(Stored dataset items)
PR #135, opened 2016-07-22
changed EcKeyGenParams from typedCurve to namedCurve to fix issue

jo-wil:
If you leave the parameters named typedCurve it compiles clean but when run in the browser (Chrome 51) it fails with the following error Uncaught (in promise) TypeError: EcKeyGenParams: namedCurve: Missing or not a string(…).

If you change it to namedCurve tsc will have an error but the generated code runs without issue. 

This pull request should fix this so that you have clean compilation and error free generated code.

### DIFF
--- a/baselines/dom.generated.d.ts
+++ b/baselines/dom.generated.d.ts
@@ -14098,7 +14098,7 @@ interface EcdsaParams extends Algorithm {
 }
 
 interface EcKeyGenParams extends Algorithm {
-    typedCurve: string;
+    namedCurve: string;
 }
 
 interface EcKeyAlgorithm extends KeyAlgorithm {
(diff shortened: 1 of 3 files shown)


mhegazy:
These files should not be changed manually. instead change the source files at: https://github.com/Microsoft/TSJS-lib-generator/tree/master/inputfiles

Please see the readme: https://github.com/Microsoft/TSJS-lib-generator/blob/master/README.md#contribution-guidelines for more information.

mhegazy:
also pinging  @rapropos

jo-wil:
@mhegazy I'm sorry but I'm confused by what you mean by these files should not be changed manually. I also apologize for the questions as this is my first pull request to this repo.

Per step 2 I changed the addedTypes.json file to reflect the needed type change.

Per step 3 I ran build.sh locally to obtain the new generated files.

Per step 4 I copied them to the baselines directory.

I then committed these changes and pushed to my branch, then I submitted the pull request.

If you could advise which step I did incorrectly that would be very helpful.

mhegazy:
OK.. Looks like I was asleeep when I made that comment. Sorry about that.

PR #139, opened 2016-08-10
Make the global var `name` of type `never`

zhengbli:
Fix https://github.com/Microsoft/TypeScript/issues/9850


DanielRosenwasser:
:sparkles: 

Also something's going on with compiling TSServer apparently?

zhengbli:
It seems to be caused by an error in the unit test code. Sent https://github.com/Microsoft/TypeScript/pull/10260 to fix.

PR #142, opened 2016-08-26
Fix the History api

falsandtru:
Fixes https://github.com/Microsoft/TypeScript/issues/10059

### DIFF
--- a/baselines/dom.generated.d.ts
+++ b/baselines/dom.generated.d.ts
@@ -7536,11 +7536,12 @@ declare var HashChangeEvent: {
 interface History {
     readonly length: number;
     readonly state: any;
-    back(distance?: any): void;
-    forward(distance?: any): void;
-    go(delta?: any): void;
-    pushState(statedata: any, title?: string, url?: string): void;
-    replaceState(statedata: any, title?: string, url?: string): void;
+    scrollRestoration: ScrollRestoration;
+    back(): void;
+    forward(): void;
+    go(delta?: number): void;
+    pushState(data: any, title: string, url?: string | null): void;
+    replaceState(data: any, title: string, url?: string | null): void;
 }
 
 declare var History: {
@@ -14623,3 +14624,4 @@ type ScrollLogicalPosition = "start" | "center" | "end" | "nearest";
 type IDBValidKey = number | string | Date | IDBArrayKey;
 type BufferSource = ArrayBuffer | ArrayBufferView;
 type MouseWheelEvent = WheelEvent;
+type ScrollRestoration = "auto" | "manual";
--- a/inputfiles/addedTypes.json
+++ b/inputfiles/addedTypes.json
@@ -1175,5 +1175,17 @@
         "kind": "extends",
         "baseInterface": "ParentNode",
         "interface": "DocumentFragment"
+    },
+    {
+        "kind": "typedef",
+        "name": "ScrollRestoration",
+        "flavor": "DOM",
+        "type": "\"auto\" | \"manual\""
+    },
+    {
+        "kind": "property",
+        "interface": "History",
+        "name": "scrollRestoration",
+        "type": "ScrollRestoration"
     }
 ]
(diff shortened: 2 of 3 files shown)


falsandtru:
@zhengbli How can I remove `declare var History`?

zhengbli:
Why do you need to remove the `declare var History`? We need a constructor for the `typeof` operator to work, also according to https://github.com/Microsoft/TypeScript/issues/10059#issuecomment-236814714, `console.log(History)` does print something in Chrome.

falsandtru:
Yes, I fixed it. Function signatures are needed for the `instanceof` function as follows.

```ts
history instanceof History
```

falsandtru:
Ah, no, removed.

falsandtru:
`history` is defined in the following spec, but `History` is not.

https://html.spec.whatwg.org/multipage/browsers.html#the-window-object

zhengbli:
The constructor is indeed defined in major browsers, it is just forbidden to call. For comparability I would suggest just leave it there. @mhegazy thoughts?
capture
capture1

falsandtru:
I think `History` variable should be defined by users because it doesn't standardized by spec.

baselines/dom.generated.d.ts
```diff
@@ -7536,16 +7536,12 @@ declare var HashChangeEvent: {
...
     readonly state: any;
-    back(distance?: any): void;
-    forward(distance?: any): void;
-    go(delta?: any): void;
-    pushState(statedata: any, title?: string, url?: string): void;
-    replaceState(statedata: any, title?: string, url?: string): void;
-}
-
-declare var History: {
-    prototype: History;
```
mhegazy: there is a var `History` i find in most browsers. why was this removed?

falsandtru: See https://github.com/Microsoft/TSJS-lib-generator/pull/142#issuecomment-242893870

mhegazy: The `History` is the prototype for the type. the constructor can not be called directly, but that is the same as the rest of the HTML*Element classes as well. so we should keep both a type and a value for `History`. we already have a value `history: History` on `Window` and the global object.

falsandtru: Okay, fixed.

baselines/dom.generated.d.ts
```diff
@@ -7536,11 +7536,12 @@ declare var HashChangeEvent: {
...
-    back(distance?: any): void;
-    forward(distance?: any): void;
-    go(delta?: any): void;
-    pushState(statedata: any, title?: string, url?: string): void;
-    replaceState(statedata: any, title?: string, url?: string): void;
+    scrollRestoration: ScrollRestoration;
+    back(): void;
+    forward(): void;
+    go(delta?: number): void;
+    pushState(data: any, title: string, url?: string | null): void;
```
zhengbli: optional parameter doesn't need the `| null` annotation, it gets that automatically.
Also, if missing the value of the optional parameter should be `undefined` I think

baselines/dom.generated.d.ts
```diff
@@ -7536,11 +7536,12 @@ declare var HashChangeEvent: {
 interface History {
     readonly length: number;
     readonly state: any;
-    back(distance?: any): void;
-    forward(distance?: any): void;
-    go(delta?: any): void;
-    pushState(statedata: any, title?: string, url?: string): void;
-    replaceState(statedata: any, title?: string, url?: string): void;
+    scrollRestoration: ScrollRestoration;
```
zhengbli: is it a read only property? If so add the modifier

falsandtru: See https://html.spec.whatwg.org/multipage/browsers.html#the-history-interface

baselines/dom.generated.d.ts
falsandtru: Its signature in spec is `void pushState(any data, DOMString title, optional USVString? url = null);`. So it needs to accept a `null` value and should be optional.

https://html.spec.whatwg.org/multipage/browsers.html#the-history-interface

zhengbli: Ah, makes sense. Thanks

zhengbli:
👍 Thanks!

● **Activity**: Scan the entries above and return each line that holds "json".

● **Answer section**:
Per step 2 I changed the addedTypes.json file to reflect the needed type change.
--- a/inputfiles/addedTypes.json
+++ b/inputfiles/addedTypes.json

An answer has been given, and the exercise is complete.